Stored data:
----------------------------------------

PR #3028, opened 2023-02-06
Create Thai Language file

tomzt:
Create Thai Language file. 
Translation from English to Thai.

Hello and thank you for wanting to contribute to the MagicMirror² project

**Please make sure that you have followed these 4 rules before submitting your Pull Request:**

> 1. Base your pull requests against the `develop` branch.
>
> 2. Include these infos in the description:
>
> - Does the pull request solve a **related** issue?
> - If so, can you reference the issue like this `Fixes #<issue_number>`?
> - What does the pull request accomplish? Use a list if needed.
> - If it includes major visual changes please add screenshots.
>
> 3. Please run `npm run lint:prettier` before submitting so that
>    style issues are fixed.
>
> 4. Don't forget to add an entry about your changes to
>    the CHANGELOG.md file.

**Note**: Sometimes the development moves very fast. It is highly
recommended that you update your branch of `develop` before creating a
pull request to send us your changes. This makes everyone's lives
easier (including yours) and helps us out on the development team.

Thanks again and have a nice day!

PR #3031, opened 2023-02-07
Enforce PRs to be based against develop branch

rejas:
"Inspired" by my mistake in https://github.com/MichMich/MagicMirror/pull/3028 this PR will add a worfklow check for the branch a PR is based against.

Open question is if this prevents @MichMich from preparing a release?


khassel:
> Open question is if this prevents @MichMich from preparing a release?

looking into how he does releases, yes, he uses a PR.

May we could use something like "skipLabels" as provided in the changelog action - or look for a special string in the commit message (which would be not so safe)

khassel:
may we could use e.g. https://github.com/marketplace/actions/pr-labels to get the PR labels and not exit if a specific label exists.

We need this not only for releases but also for some edge cases as updating README (which is possible after next release without update notifications).

rejas:
> may we could use e.g. https://github.com/marketplace/actions/pr-labels to get the PR labels and not exit if a specific label exists.

I assume we maintainers are the only ones who can add labels to issues @MichMich ? Then adding a label like you say (maybe "hotfix") would be enough I think to prevent future master merges and allow stuff to be merged for such cases

sdetweil:
I think there should never be a direct fix to master.  always promote from some other branch. 
pr to hotfix-x to master, 
pr to develop to master

rejas:
So this PR is ready I think. It will complain if the PR is based upon master and does not have the new "mastermerge" label. Maintainers can test it on this PR, just add / remove the label and trigger the tests: https://github.com/MichMich/MagicMirror/pull/3036

Only thing that doesnt get caught is IF the PR is developed against Develop, but then submitted against Master (thats why this PR here wont fail if I change the base to master). Any ideas on how to fix that or is that a usecase we can ignore?

khassel:
> Any ideas on how to fix that or is that a usecase we can ignore?

I think we can ignore it. If someone has an idea for a fix we can add it later ...

khassel (approved):

PR #3032, opened 2023-02-08
introduce envsubst for config.js, update deps

khassel:
This is the implemenation of envsubst discussed in #1756 

Documentation update will follow after merge.


js/app.js
```diff
@@ -56,13 +57,62 @@ function App() {
 	 *
 	 * @param {Function} callback Function to be called after loading the config
 	 */
-	function loadConfig(callback) {
+	async function loadConfig(callback) {
```
rejas, line 60: I would like to see the loadConfig being asynced and also being freed from the callback. Have you tried that?

rejas (changes requested):
Can you add an example(maybe just with a comment in the sample.config so that people know how to use it?
Would it be possible to add a test for this?
And of course the async question if we convert the whole loadCOnfig mthod to async without callback?

.eslintignore
```diff
@@ -1 +1,2 @@
 modules/default/calendar/vendor/*
+tests/configs/port_variable.js
```
rejas, line 2: why are these two ignores necessary? locally nothing complains about them....

khassel: you are right, will remove them. Had first `port_variable.js` (forgot `.template` at the end) and with `.js` the tests failed.

rejas (approved):

PR #3038, opened 2023-02-16
Update coverage and jest settings

rejas:


rejas:
> I'm not happy with the jest changes because when I now debug one test I have to add `--verbose` to it.

Thats why I added the verbose flag to the specialized test scripts (test:e2e etc) so that one can use them and get the verbose stuff (they are not used anywhere else as far as I can see=. Would that be okay?

khassel:
As already mentioned before please don't change `verbose: true,` but instead use `"test:coverage": "NODE_ENV=test jest --coverage -i --forceExit --verbose false",` for the one test where you don't want to see the verbose stuff.

In all other tests we want to have the verbose stuff and also when testing locally, e.g. running one test with `npx jest tests/unit/modules/default/utils_spec.js` I don't want to add the `--verbose` flag.

rejas:
Undid the changes :-)

khassel (approved):

khassel:
Thanks!

PR #3042, opened 2023-02-18
stylelint

KristjanESPERANTO:
1. Update `stylelint` dependencies
  - As of stylelint v15, we do not need `stylelint-config-prettier` anymore: https://github.com/prettier/stylelint-config-prettier/releases/tag/v9.0.5
2. Switch to `stylelint-config-standard`: `stylelint-prettier/recommended` has not been updated for a long time and still needs the old `stylelint-config-prettier` 
3. Handle new `stylelint` issues


modules/default/alert/styles/notificationFx.css
```diff
@@ -1,7 +1,9 @@
+/* stylelint-disable number-max-precision */
```
rejas, line 1: can we get rid of that ignore?

modules/default/clock/clock_styles.css
```diff
@@ -1,3 +1,5 @@
+/* stylelint-disable selector-class-pattern */
```
rejas, line 1: can we get rid of that ignore?

rejas (changes requested):

modules/default/alert/styles/notificationFx.css
KristjanESPERANTO: Gladly. I see two approaches:

1. Reduce the values by one digit in the animations. I don't think it has any visible impact.
2. Increase the value for number-max-precision by one in the .stylelintrc.json.

What do you think?

modules/default/clock/clock_styles.css
KristjanESPERANTO: Done :slightly_smiling_face:

modules/default/alert/styles/notificationFx.css
rejas: I would go for 1) since 
- like you said it wouldnt probably impact the looks
- we would stay closer to the mainline stylelint rules

KristjanESPERANTO: I also think this is the better choice. I re-enabled the rule and performed the rounding

rejas (approved):

rejas (approved):

PR #3747, opened 2025-03-20
update required node version and dependencies

khassel:
see discussion in https://github.com/MagicMirrorOrg/MagicMirror/pull/3746

As [electron v35 requires node js v22.14.0](https://www.electronjs.org/blog/electron-35-0) we should update this here too.


sdetweil:
yep, will update scripts

rejas (approved):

----------------------------------------

:: Task objective ::
From the records above, pull every line that has the string "Thanks" and copy it.

:: Answer ::
Thanks again and have a nice day!
Thanks!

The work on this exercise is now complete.